# Data supplied
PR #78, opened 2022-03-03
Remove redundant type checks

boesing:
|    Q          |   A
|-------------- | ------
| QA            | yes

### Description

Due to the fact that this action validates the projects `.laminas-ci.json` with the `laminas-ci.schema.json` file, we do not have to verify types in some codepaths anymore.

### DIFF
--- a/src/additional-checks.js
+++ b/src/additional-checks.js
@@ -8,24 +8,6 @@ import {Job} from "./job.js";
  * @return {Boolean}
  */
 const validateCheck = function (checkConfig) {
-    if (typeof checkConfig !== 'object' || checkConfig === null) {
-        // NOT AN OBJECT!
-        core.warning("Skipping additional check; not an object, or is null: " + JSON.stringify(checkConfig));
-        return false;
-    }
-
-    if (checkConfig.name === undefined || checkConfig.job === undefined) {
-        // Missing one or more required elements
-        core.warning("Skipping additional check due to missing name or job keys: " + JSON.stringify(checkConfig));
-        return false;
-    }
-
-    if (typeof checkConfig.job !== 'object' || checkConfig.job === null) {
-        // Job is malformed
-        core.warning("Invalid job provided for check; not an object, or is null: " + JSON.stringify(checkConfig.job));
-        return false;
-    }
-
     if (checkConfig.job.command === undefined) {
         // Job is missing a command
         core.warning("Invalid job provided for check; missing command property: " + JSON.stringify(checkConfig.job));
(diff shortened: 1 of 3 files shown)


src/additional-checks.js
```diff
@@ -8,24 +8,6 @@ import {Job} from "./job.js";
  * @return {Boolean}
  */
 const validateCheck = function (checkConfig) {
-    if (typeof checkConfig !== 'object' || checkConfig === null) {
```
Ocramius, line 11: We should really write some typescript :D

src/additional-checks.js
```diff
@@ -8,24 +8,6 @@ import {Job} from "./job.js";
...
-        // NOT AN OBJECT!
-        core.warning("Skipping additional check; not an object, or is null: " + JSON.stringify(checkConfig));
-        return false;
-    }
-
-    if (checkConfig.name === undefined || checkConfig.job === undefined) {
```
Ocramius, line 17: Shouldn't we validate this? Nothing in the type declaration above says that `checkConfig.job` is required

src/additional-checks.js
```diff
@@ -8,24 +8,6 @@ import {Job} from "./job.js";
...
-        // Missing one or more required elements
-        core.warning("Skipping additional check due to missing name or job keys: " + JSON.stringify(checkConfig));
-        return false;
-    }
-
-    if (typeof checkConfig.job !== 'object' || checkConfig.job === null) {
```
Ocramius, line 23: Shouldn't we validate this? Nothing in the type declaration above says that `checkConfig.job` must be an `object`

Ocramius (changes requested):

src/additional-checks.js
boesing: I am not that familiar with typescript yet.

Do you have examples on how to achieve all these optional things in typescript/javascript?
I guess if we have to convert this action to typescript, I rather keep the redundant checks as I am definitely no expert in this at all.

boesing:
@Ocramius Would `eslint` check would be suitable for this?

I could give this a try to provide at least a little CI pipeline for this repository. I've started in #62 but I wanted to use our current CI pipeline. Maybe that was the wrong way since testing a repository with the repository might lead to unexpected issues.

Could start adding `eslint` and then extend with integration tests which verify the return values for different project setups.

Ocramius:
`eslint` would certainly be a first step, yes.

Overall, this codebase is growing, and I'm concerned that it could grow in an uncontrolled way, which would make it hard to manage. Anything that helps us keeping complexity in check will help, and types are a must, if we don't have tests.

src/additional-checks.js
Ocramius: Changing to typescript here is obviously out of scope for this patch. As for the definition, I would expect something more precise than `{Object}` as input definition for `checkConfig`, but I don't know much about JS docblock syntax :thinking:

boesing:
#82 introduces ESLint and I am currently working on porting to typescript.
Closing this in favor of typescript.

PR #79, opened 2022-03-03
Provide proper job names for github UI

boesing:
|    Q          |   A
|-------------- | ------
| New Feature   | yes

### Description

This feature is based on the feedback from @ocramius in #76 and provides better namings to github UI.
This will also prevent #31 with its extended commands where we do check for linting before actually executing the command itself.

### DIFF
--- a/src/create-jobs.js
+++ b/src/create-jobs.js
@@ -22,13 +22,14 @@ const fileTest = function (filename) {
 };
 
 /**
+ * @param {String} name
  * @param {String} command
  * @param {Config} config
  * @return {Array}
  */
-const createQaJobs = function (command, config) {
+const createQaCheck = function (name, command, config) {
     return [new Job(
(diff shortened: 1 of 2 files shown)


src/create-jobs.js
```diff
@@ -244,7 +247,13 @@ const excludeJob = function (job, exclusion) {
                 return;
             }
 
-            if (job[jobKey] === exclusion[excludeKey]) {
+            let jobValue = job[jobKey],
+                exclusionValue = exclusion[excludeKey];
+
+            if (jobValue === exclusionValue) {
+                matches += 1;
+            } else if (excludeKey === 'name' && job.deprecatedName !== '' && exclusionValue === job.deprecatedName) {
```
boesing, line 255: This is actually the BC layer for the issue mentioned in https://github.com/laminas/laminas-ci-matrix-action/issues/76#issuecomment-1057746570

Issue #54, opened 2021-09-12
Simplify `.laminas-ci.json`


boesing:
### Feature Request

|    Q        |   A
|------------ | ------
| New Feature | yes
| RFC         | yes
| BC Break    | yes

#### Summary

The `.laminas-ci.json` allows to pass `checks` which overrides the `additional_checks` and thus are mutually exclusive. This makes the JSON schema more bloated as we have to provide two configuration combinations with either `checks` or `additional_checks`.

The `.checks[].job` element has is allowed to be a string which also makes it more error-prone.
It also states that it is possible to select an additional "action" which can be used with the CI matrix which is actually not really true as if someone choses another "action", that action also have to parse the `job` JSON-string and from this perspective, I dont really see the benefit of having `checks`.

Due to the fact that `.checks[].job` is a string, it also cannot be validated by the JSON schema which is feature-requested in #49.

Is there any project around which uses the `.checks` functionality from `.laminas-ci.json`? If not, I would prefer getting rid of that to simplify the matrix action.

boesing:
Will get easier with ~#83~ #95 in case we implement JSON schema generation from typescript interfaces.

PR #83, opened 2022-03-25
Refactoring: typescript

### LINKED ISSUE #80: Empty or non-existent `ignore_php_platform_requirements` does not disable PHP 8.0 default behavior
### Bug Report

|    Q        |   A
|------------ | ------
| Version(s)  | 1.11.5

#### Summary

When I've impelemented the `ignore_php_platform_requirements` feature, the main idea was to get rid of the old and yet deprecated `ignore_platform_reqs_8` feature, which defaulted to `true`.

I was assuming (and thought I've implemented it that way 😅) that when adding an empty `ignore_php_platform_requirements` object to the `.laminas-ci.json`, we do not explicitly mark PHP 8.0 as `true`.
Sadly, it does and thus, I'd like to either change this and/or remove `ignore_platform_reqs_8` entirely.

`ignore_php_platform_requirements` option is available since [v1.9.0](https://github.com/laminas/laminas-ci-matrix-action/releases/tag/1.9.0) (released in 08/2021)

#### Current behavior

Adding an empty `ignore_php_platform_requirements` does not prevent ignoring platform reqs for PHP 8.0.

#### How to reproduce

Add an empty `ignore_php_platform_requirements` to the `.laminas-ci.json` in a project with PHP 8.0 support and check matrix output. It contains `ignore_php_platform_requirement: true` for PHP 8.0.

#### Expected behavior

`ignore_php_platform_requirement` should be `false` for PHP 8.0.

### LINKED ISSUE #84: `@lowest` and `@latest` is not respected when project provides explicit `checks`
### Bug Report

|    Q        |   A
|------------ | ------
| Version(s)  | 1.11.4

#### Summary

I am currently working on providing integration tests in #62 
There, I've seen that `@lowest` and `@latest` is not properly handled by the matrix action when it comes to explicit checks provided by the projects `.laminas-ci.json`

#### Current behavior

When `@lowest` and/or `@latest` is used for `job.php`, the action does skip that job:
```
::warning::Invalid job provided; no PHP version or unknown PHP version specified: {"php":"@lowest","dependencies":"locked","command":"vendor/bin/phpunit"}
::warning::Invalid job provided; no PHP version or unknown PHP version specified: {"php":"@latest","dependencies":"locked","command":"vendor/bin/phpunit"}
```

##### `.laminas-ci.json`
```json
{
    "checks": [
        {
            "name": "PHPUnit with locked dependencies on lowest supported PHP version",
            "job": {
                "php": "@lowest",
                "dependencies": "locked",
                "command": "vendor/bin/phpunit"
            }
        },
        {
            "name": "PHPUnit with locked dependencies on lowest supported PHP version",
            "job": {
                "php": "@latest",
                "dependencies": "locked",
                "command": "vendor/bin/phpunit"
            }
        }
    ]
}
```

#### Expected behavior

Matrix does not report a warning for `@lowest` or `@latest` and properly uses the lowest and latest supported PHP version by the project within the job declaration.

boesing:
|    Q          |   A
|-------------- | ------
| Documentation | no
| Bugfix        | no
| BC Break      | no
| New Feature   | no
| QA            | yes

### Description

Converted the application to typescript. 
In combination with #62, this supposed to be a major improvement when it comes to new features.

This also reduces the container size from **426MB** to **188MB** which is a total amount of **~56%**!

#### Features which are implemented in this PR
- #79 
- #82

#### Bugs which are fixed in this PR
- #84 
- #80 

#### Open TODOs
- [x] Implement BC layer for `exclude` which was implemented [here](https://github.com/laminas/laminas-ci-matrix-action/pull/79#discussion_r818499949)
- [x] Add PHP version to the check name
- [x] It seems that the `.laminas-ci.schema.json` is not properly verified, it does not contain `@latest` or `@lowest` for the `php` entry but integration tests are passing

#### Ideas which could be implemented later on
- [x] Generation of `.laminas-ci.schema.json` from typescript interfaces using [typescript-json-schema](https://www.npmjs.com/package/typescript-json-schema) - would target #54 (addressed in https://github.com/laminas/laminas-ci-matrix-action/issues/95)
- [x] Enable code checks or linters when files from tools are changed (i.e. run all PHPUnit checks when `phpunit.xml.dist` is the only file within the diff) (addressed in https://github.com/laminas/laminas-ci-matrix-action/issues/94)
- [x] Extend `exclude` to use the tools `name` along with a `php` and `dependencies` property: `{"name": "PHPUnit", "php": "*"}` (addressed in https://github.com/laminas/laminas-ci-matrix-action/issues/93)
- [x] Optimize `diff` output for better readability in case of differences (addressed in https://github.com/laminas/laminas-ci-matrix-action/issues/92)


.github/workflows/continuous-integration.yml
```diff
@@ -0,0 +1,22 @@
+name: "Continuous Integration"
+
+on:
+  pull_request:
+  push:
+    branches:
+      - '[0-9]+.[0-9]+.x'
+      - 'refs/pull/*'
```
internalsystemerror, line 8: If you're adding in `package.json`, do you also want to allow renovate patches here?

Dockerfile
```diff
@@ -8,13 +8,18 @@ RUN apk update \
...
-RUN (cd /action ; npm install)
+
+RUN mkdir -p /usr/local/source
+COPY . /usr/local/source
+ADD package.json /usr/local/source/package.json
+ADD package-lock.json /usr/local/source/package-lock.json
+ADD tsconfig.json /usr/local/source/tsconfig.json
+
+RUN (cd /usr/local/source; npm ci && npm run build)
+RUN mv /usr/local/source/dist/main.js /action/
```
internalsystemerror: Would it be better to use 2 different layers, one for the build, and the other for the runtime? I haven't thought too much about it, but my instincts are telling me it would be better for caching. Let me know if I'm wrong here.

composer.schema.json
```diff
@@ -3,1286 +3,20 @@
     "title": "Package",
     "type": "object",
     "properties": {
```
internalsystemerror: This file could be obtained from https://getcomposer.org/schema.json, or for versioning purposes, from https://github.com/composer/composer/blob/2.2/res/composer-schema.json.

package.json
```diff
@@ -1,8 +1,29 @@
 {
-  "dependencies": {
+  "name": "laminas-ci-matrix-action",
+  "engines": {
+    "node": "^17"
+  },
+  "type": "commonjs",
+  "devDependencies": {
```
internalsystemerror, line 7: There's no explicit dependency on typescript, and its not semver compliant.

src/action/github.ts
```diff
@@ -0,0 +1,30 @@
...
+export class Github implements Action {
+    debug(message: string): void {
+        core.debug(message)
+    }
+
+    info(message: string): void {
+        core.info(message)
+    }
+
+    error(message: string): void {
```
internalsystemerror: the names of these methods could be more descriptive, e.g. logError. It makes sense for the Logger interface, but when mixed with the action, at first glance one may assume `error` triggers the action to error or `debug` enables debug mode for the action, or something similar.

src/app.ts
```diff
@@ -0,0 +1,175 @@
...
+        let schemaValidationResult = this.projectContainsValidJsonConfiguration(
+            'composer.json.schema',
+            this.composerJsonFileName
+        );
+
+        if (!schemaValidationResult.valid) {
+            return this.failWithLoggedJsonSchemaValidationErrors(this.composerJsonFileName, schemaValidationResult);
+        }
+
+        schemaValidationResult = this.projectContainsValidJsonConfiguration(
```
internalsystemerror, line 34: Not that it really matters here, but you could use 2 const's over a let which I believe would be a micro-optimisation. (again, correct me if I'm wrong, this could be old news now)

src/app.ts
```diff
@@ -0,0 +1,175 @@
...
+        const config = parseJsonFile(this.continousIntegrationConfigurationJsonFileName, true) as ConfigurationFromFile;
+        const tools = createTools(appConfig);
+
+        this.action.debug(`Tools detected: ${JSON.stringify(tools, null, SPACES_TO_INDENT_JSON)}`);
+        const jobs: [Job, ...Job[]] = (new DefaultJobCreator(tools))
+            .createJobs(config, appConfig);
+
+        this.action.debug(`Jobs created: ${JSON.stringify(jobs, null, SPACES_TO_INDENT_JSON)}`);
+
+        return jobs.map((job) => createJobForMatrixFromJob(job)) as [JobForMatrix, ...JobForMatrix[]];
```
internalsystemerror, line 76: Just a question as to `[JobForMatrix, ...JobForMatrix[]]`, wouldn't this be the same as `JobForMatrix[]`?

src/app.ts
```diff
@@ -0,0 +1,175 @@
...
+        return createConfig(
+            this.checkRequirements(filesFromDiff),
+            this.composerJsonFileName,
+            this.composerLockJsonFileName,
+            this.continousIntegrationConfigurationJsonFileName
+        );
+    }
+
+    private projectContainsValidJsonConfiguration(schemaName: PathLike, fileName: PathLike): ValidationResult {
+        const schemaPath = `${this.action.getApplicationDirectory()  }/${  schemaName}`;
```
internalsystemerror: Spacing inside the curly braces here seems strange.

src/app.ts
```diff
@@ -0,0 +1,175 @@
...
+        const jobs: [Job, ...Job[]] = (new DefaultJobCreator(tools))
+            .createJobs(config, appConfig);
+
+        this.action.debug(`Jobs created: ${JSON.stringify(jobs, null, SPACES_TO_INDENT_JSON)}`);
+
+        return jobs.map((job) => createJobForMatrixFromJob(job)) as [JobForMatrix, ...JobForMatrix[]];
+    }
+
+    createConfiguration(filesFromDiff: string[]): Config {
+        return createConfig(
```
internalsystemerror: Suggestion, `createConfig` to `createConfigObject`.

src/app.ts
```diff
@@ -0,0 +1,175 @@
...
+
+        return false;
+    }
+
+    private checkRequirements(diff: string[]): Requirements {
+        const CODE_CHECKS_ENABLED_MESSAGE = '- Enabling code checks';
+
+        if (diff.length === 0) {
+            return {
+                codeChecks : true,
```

# Directions
Everything from the first line above up to and including the line that contains "for check; not" should be printed exactly; please print only that.

# Worked solution
PR #78, opened 2022-03-03
Remove redundant type checks

boesing:
|    Q          |   A
|-------------- | ------
| QA            | yes

### Description

Due to the fact that this action validates the projects `.laminas-ci.json` with the `laminas-ci.schema.json` file, we do not have to verify types in some codepaths anymore.

### DIFF
--- a/src/additional-checks.js
+++ b/src/additional-checks.js
@@ -8,24 +8,6 @@ import {Job} from "./job.js";
  * @return {Boolean}
  */
 const validateCheck = function (checkConfig) {
-    if (typeof checkConfig !== 'object' || checkConfig === null) {
-        // NOT AN OBJECT!
-        core.warning("Skipping additional check; not an object, or is null: " + JSON.stringify(checkConfig));
-        return false;
-    }
-
-    if (checkConfig.name === undefined || checkConfig.job === undefined) {
-        // Missing one or more required elements
-        core.warning("Skipping additional check due to missing name or job keys: " + JSON.stringify(checkConfig));
-        return false;
-    }
-
-    if (typeof checkConfig.job !== 'object' || checkConfig.job === null) {
-        // Job is malformed
-        core.warning("Invalid job provided for check; not an object, or is null: " + JSON.stringify(checkConfig.job));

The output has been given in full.